Decades of research have documented substantial learning difficulties among pre-university students with regard to heat, temperature, and related concepts.1 However, it has not been clear what implications these findings might have with regard to the learning of thermodynamics. Studies reported in several European countries in recent years have indicated significant confusion among university students regarding fundamental concepts in thermal physics.2 The recent investigation of Loverude et al.3 strongly suggested that a large proportion of students in introductory university physics courses emerge with an understanding of the fundamental principles of thermodynamics that is insufficient to allow problem solving in unfamiliar contexts. In related work, the Iowa State University Physics Education Research Group has been engaged since 1999 in a research and curriculum development project aimed at improving thermodynamics instruction in the introductory university physics course. In this short report I will summarize some of the initial findings of our ongoing investigation into students’ reasoning regarding concepts in thermodynamics.4

Our data for this initial phase of the investigation were collected during 1999-2002 and were in two primary forms: (1) a written free-response quiz that was administered to a total of 653 students in three separate offerings of the calculus-based introductory physics course; (2) one-on-one interviews that were conducted with 32 student volunteers who were enrolled in a fourth offering of the same course. All testing and interviewing was done after students had completed their study of the relevant topics. Results of all the various data sources were quite consistent with each other.

We found that students’ understanding of process-dependent quantities was seriously flawed, as substantial numbers of students persistently ascribed state-function properties to both work and heat. Although most students seemed to acquire a reasonable grasp of the state-function concept in the context of internal energy, it was found that there was a widespread and persistent tendency to improperly over-generalize this concept to apply to both work and heat. This confusion was associated with a strong tendency to believe that the net work done and the net heat absorbed by a system undergoing a cyclic process are both zero.

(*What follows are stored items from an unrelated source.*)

PR #3466, opened 2016-05-18
Update API & UI sync plan start date tests according to Sat6.2 changes

abalakh:
1) Server now returns date and time in US style (`%m/%d/%Y %I:%M:%p` instead of `%Y-%m-%d %H:%M:%S`)
2) As per [BZ1335133](https://bugzilla.redhat.com/show_bug.cgi?id=1335133), server returns start date in its own time zone, not in user's (that's especially wrong for UI tests), skipping the tests


sthirugn:
ACK

Issue #3467, opened 2016-05-19
Fix oscap tests since default rhel contents are not created anymore


sthirugn:
test: tests.foreman.ui.test_oscapcontent.OpenScapContentTestCase.test_positive_default 
bug: https://bugzilla.redhat.com/show_bug.cgi?id=1336374

This test will be skipped until a decision is made for a permanent fix for this test.

sghai:
@kbidarkar : is this still valid ?

kbidarkar:
This is fixed in automation-tools and hence can be closed, we now run a command which will create default rhel oscap contents.

kbidarkar:
https://github.com/SatelliteQE/automation-tools/blob/master/automation_tools/__init__.py#L629

PR #3468, opened 2016-05-19
skipping oscap default test due to oscap behavior change

sthirugn:
this test should be rewritten or removed.  This will be tracked in https://github.com/SatelliteQE/robottelo/issues/3467


sthirugn:
This addresses the 39 times failed jenkins test

PR #3476, opened 2016-05-23
Skip CLI content host update name test due to open BZ

abalakh:
[BZ1338780](https://bugzilla.redhat.com/show_bug.cgi?id=1338780) - content host name can't be updated with hammer


sthirugn:
ACK

PR #3482, opened 2016-05-24
Skip CLI activation key subscription remove test due to open BZ

abalakh:
[BZ1339211](https://bugzilla.redhat.com/show_bug.cgi?id=1339211) - 'hammer activation-key subscriptions' shows already removed subscriptions


sthirugn:
ACK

The written quiz consisted of a P-V diagram on which curving lines represented two separate expansion processes involving a fixed quantity of ideal gas. The initial and final states of the two processes were identical, but the areas under the curve differed in the two cases. Students were asked to compare the amount of work done by the system during the two processes, and also the amount of heat transfer to the system during the same two processes. About 30% of all students asserted that the work done would be equal in the two cases, although the areas under the curve were clearly different. Similarly, 38% of all students claimed that the heat transfer to the system would be the same in both processes, although a straightforward application of the first law of thermodynamics shows that the heat transfer must be different in the two cases. (This incorrect response regarding heat was almost equally popular among students who gave the correct answer to the work question, as it was among those who claimed that the work done was equal in the two processes.)

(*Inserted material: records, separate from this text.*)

PR #3485, opened 2016-05-24
Improving performance of test_bookmark tests:

sthirugn:
Before this PR, the bookmarks UI tests took 3 hr 15 minutes to complete.

1. Making all the tests use only one entity to test entities except
test_positive_delete_bookmark. Why was this approach chosen?
 - It is very essential to test creation/deletion of bookmarks for all listed
entities which is covered fully by test_positive_delete_bookmark test case.  Every other
test uses the standard bookmark features like rename, updating same name, etc and all of
these tests use the same bookmark UI.

2. Reusing the session for each test - previously each subTest created its own
UI session with associated browser launch, login, logout


sthirugn:
Tests in progress

omaciel:
**3 hours 15 minutes**??? For one test??? Wow, I'll have to see this tomorrow 😀

sthirugn:
@omaciel - 3 hours 15 minutes for the entire bookmark ui module

sthirugn:
Test results:
Before change - total time - 3 hours 15 minutes
After change - total time - 12 minutes

without test_positive_delete_bookmark tests:
```

py.test tests/foreman/ui/test_bookmark.py
======================================================= test session starts =======================================================
platform linux2 -- Python 2.7.11, pytest-2.9.1, py-1.4.31, pluggy-0.3.1
rootdir: /home/suresh/hacking/robottelo, inifile: 
plugins: cov-2.2.1, xdist-1.14
collected 13 items 

tests/foreman/ui/test_bookmark.py .........s.s.

============================================= 11 passed, 2 skipped in 179.73 seconds ==============================================
```

```
py.test tests/foreman/ui/test_bookmark.py -k test_positive_delete_bookmark
======================================================= test session starts =======================================================
platform linux2 -- Python 2.7.11, pytest-2.9.1, py-1.4.31, pluggy-0.3.1
rootdir: /home/suresh/hacking/robottelo, inifile: 
plugins: cov-2.2.1, xdist-1.14
collected 14 items 

tests/foreman/ui/test_bookmark.py .

==================================== 13 tests deselected by '-ktest_positive_delete_bookmark' =====================================
============================================ 1 passed, 13 deselected in 568.82 seconds ============================================
```

robottelo/constants.py
```diff
@@ -837,7 +837,7 @@
         'skip_for_ui': True},
     {'name': 'HostCollection', 'controller': 'katello_host_collections'},
     {'name': 'Architecture', 'controller': 'architectures'},
-    {'name': 'HardwareModel', 'controller': 'models'},
+    {'name': 'HardwareModel', 'controller': 'models', 'skip_for_ui': True},
```
sthirugn: @rplevka I see that hardware model page is empty by default, so search button is not present.  Is this a bug?

robottelo/constants.py
```diff
@@ -861,7 +861,8 @@
     {'name': 'SmartProxy', 'controller': 'smart_proxies', 'skip_for_ui': True},
     {'name': 'Compute_Resource', 'controller': 'compute_resources',
         'setup': entities.DockerComputeResource},
-    {'name': 'Compute_Profile', 'controller': 'compute_profiles'},
+    {'name': 'Compute_Profile', 'controller': 'compute_profiles',
+        'skip_for_ui': True},
```
sthirugn: @rplevka I also see that Compute profile page is empty by default, so search button is not present.  Is this a bug?  I am not sure if it is a bug so I skipped this too for now. Please let me know.

abalakh:
Just wanted to start working on this module and here's a PR :smile: 
But i'm afraid i have to put NACK on this.
3 points:
- if some pages are empty by default, you shouldn't skip them, use setup instead, that's how it was supposed to be implemented. For example: `{'name': 'HardwareModel', 'controller': 'models', 'setup': entities.Model},` this will create 1 hardware model before executing the test so search bar will be present
- (nitpick) `for entity in self.getOneEntity():` is something that is redundant for your approach - no point in a loop for 1 element. But you may want to leave it because of next point:
- personally i don't like this approach with `getOneEntity()` - it's some kind of new workaround, when we have pretty common approach with `run_one_datapoint`. That's how i see  it: move `BOOKMARK_ENTITIES ` from constants to datafactory (and transform into a function returning corresponding list) and decorate it with `@datacheck`. This way we will have 1 entity per test without any extra helpers/workarounds and in addition we won't loose ability to verify all the possible combinations if needed (with `run_one_datapoint=false`)

I know i'm basically asking to completely rewrite this PR, but I can work on that if you have other things to do, just tell me :)

sthirugn:
Thank you @abalakh 

* Answer 1: Yes I don't know how the setup for these entities work.  I thought @rplevka did these tests and so I asked @rplevka for his feedback for both these entities.  Depending on his feedback, I was planning to work on either creating a new bugzilla and skipping the entities or remove them altogether as it shows now.
* Answer 2 & Answer 3: Yes I did know about `@datacheck` approach and I thought about implementing it.  I wanted to get this PR out soon before Snap 13 build (to be delivered today) is triggered, so we could get this merged to see some improvement and improvise on that as follow up, as needed.  I agree with you that there is a better way to do.  But, my question to you is:
    - Do you like to get this quickly in for Snap 13 to realize some improvement and improvise later or should we wait more time to completely rewrite this?   I am ok with either approach.

abalakh:
@sthirugn Roman wrote the stubs, i was implementing them. So, yeah, we have some entities (around 15 of them) that require at least 1 item in a table for search bar to appear, therefore no BZ is needed, we already predicted such behavior and added `setup` key where you can specify which entity to create before test execution. Therefore you should update those entities like that:
```python
    {'name': 'HardwareModel', 'controller': 'models', 'setup': entities.Model},
    {'name': 'Compute_Profile', 'controller': 'compute_profiles',
        'setup': entities.ComputeProfile},
```
Skip should be used only when either we don't have required infrastructure ready (module is not created in robottelo / impossible to create entity via nailgun atm) or when there's an open bz. And in case of open bz, better to use it like `'skip_for_ui': 12345` where 12345 - bz id, this way we'll automatically start using entity when bz is closed.

Re your question - personally i'm against merging it. As @oshtaier mentioned few PRs ago, we've been introducing way too much workarounds lately, and this specific one is not even required as there's a better way to implement it. I'd agree if the tests were broken and we needed better results asap, but tests are ok, it's just an improvement, so let's do it proper way. 
Oh, and another point for datafactory approach - we have api tests too, which are affected as well. With `getOneEntity()` approach we should add similar func to api tests too, with datafactory - no need to.

P.S. My proposal is still actual - if you're busy at the moment but you'd like to get this fixed sooner than later, lemme grab it, it shouldn't take much time from me. I'd rather make some extra efforts than merge another workaround, we definitely overused them.

sthirugn:
@abalakh lets talk about this offline - we have 90+ failures which needs work/fix other than this asap.

robottelo/constants.py
elyezer: I think the skip logic should be implemented on the uitests themselves, something like create a copy of this constant and then pop the value for HardwareModel in order to not pick it up.

robottelo/constants.py
elyezer: Same as previous comment. This is just data should not contain logic.

sthirugn:
As per @abalakh suggestion, reverting the session changes and added entity setup for hardware model and compute profiles

abalakh:
ACK, as datafactory suggestion should be resolved in #3487

rplevka:
@sthirugn sorry for a late reply - fortunately all needed has been said by @abalakh (regarding the `setup` key)

PR #3486, opened 2016-05-25
Mark some skipped tests with run_in_one_thread decorator

abalakh:


sthirugn:
what is the criteria to move these threads to single thread?

abalakh:
@sthirugn latest automation run :) i've just looked through the failures and saw some tests failed because of race condition with importing subscriptions. It was hard to cover every single sequential candidate among 1800  tests from the first attempt, so another PR was expected.

sthirugn:
I spoke to @abalakh and as per his comment - all the affected tests here are manifest related.

sthirugn:
ACK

During the interviews, students were shown diagrams portraying a three-step cyclic process involving a cylinder containing a quantity of ideal gas. The diagrams showed an isobaric expansion followed by an isothermal compression, followed finally by a constant-volume cooling. (The net work done by the system and the net heat transfer to the system during the complete cycle were negative.) After slowly and methodically working through and discussing this process (the typical interview lasted over one hour), 75% of the students asserted with great confidence that either the net heat transfer to the system during the complete cycle, the net work done by the system during the cycle, or both of those quantities, would have to be equal to zero. The interviews also disclosed unanticipated levels of confusion regarding the definition of thermodynamic work, as well as difficulties in recognizing the existence of heat transfer during isothermal processes involving volume changes.

Consistent results over several years of observations involving both written quizzes and oral interviews enabled us to make a high-confidence estimate that approximately 80% of students in the introductory calculus-based physics course emerged with only a very weak ability to apply the first law of thermodynamics to solving problems in unfamiliar contexts. This result was consistent with findings of Loverude et al.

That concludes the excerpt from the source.